[Dataset entries]
______________________________
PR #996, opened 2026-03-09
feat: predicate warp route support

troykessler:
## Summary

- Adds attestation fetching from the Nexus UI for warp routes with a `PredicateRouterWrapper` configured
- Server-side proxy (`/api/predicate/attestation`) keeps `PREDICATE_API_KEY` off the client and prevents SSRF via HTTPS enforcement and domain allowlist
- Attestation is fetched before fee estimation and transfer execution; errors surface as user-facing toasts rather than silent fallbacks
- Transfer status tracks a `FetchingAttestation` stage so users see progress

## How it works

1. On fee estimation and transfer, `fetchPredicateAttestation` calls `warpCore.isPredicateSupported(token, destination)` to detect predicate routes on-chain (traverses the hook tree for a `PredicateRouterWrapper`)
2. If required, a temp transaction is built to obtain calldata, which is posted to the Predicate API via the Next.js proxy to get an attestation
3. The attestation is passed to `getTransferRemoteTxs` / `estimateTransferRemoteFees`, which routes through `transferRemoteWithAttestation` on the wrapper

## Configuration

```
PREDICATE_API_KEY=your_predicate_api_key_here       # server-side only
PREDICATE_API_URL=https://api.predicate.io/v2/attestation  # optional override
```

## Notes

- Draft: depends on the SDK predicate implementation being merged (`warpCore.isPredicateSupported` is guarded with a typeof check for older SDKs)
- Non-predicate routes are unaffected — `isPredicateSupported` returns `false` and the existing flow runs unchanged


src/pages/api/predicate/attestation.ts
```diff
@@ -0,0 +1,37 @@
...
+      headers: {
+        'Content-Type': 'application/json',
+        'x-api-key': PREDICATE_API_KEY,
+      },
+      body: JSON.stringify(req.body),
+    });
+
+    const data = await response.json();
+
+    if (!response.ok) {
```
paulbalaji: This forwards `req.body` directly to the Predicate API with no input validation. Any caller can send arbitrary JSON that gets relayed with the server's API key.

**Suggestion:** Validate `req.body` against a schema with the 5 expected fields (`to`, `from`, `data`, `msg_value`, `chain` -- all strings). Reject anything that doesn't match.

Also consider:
______________________________
# Task to complete
Copy out all lines from the records where the word "PredicateRouterWrapper" appears.

# Response to this task
- Adds attestation fetching from the Nexus UI for warp routes with a `PredicateRouterWrapper` configured
1. On fee estimation and transfer, `fetchPredicateAttestation` calls `warpCore.isPredicateSupported(token, destination)` to detect predicate routes on-chain (traverses the hook tree for a `PredicateRouterWrapper`)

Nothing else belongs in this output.